# [TASK STATEMENT]
Copy exactly the line containing "allenss-amazon: Because InstrusiveRefCount" and each line after it to the end of the listing, and output nothing else.

====== INFORMATION SUPPLIED

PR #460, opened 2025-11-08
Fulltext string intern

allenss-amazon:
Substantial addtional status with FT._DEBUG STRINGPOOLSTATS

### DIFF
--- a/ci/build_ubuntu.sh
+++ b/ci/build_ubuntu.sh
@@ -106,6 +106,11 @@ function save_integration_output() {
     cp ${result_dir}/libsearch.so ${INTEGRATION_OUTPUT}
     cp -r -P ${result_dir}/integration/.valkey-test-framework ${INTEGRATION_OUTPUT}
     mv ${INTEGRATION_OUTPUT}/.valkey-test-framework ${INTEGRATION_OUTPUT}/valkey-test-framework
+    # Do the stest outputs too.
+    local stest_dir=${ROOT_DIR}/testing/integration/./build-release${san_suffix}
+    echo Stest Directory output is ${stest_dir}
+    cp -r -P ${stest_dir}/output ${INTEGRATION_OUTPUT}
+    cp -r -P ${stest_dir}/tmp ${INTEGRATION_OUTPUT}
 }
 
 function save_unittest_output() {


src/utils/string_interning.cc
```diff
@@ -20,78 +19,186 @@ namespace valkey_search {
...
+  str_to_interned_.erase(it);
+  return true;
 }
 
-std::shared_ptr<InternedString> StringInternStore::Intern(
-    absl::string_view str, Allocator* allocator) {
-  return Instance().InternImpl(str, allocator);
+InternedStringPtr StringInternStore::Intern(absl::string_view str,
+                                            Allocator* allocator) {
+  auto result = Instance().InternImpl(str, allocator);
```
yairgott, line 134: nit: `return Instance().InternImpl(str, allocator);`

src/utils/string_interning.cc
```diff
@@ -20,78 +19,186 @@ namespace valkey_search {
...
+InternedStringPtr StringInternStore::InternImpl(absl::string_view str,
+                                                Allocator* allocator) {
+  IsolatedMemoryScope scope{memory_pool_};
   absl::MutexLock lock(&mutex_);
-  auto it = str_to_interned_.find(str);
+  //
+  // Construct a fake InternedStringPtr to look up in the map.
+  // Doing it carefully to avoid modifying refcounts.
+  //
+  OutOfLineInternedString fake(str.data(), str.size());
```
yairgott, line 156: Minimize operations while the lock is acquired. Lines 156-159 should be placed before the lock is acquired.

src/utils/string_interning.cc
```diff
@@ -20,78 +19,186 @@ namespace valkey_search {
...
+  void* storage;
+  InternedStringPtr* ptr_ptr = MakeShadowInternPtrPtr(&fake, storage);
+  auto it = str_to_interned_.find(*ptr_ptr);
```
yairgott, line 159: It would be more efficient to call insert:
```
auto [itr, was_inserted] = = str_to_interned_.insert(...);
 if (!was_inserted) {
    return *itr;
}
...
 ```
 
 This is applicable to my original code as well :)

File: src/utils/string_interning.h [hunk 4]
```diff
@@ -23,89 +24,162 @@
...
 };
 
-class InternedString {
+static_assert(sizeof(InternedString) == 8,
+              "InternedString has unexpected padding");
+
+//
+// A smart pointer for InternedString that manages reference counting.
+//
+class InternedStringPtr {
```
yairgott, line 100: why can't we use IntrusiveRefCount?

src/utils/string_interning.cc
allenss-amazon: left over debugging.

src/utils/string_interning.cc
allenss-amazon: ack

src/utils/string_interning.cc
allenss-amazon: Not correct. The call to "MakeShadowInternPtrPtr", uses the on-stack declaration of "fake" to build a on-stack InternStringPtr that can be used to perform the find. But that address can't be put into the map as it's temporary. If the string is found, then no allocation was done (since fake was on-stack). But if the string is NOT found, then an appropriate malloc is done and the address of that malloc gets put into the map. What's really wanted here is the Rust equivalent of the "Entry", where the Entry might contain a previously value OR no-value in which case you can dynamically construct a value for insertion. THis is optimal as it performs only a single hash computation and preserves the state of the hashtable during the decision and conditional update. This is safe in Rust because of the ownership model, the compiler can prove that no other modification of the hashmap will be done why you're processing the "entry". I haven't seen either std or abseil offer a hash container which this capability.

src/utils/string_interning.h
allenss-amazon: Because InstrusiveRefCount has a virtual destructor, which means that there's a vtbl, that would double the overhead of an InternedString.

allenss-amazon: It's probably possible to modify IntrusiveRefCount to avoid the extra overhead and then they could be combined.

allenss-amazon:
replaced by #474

============

# [RESULT]
allenss-amazon: Because InstrusiveRefCount has a virtual destructor, which means that there's a vtbl, that would double the overhead of an InternedString.

allenss-amazon: It's probably possible to modify IntrusiveRefCount to avoid the extra overhead and then they could be combined.

allenss-amazon:
replaced by #474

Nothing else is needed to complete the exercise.